What is needed here is an exact copy of all the data.

===============

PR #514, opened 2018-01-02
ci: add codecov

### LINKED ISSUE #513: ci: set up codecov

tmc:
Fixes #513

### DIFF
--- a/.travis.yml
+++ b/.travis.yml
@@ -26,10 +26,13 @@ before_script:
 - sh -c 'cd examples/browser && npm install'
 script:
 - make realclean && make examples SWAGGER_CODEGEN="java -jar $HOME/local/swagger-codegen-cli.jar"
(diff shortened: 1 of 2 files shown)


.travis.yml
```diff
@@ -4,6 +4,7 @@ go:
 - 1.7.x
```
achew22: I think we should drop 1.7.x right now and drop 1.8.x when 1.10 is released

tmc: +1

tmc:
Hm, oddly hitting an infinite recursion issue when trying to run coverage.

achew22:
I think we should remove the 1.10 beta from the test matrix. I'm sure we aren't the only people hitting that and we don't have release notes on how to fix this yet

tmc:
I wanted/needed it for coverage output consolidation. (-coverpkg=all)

===============

- Solution to the problem -
PR #514, opened 2018-01-02
ci: add codecov

### LINKED ISSUE #513: ci: set up codecov

tmc:
Fixes #513

### DIFF
--- a/.travis.yml
+++ b/.travis.yml
@@ -26,10 +26,13 @@ before_script:
 - sh -c 'cd examples/browser && npm install'
 script:
 - make realclean && make examples SWAGGER_CODEGEN="java -jar $HOME/local/swagger-codegen-cli.jar"
(diff shortened: 1 of 2 files shown)


.travis.yml
```diff
@@ -4,6 +4,7 @@ go:
 - 1.7.x
```
achew22: I think we should drop 1.7.x right now and drop 1.8.x when 1.10 is released

tmc: +1

tmc:
Hm, oddly hitting an infinite recursion issue when trying to run coverage.

achew22:
I think we should remove the 1.10 beta from the test matrix. I'm sure we aren't the only people hitting that and we don't have release notes on how to fix this yet

tmc:
I wanted/needed it for coverage output consolidation. (-coverpkg=all)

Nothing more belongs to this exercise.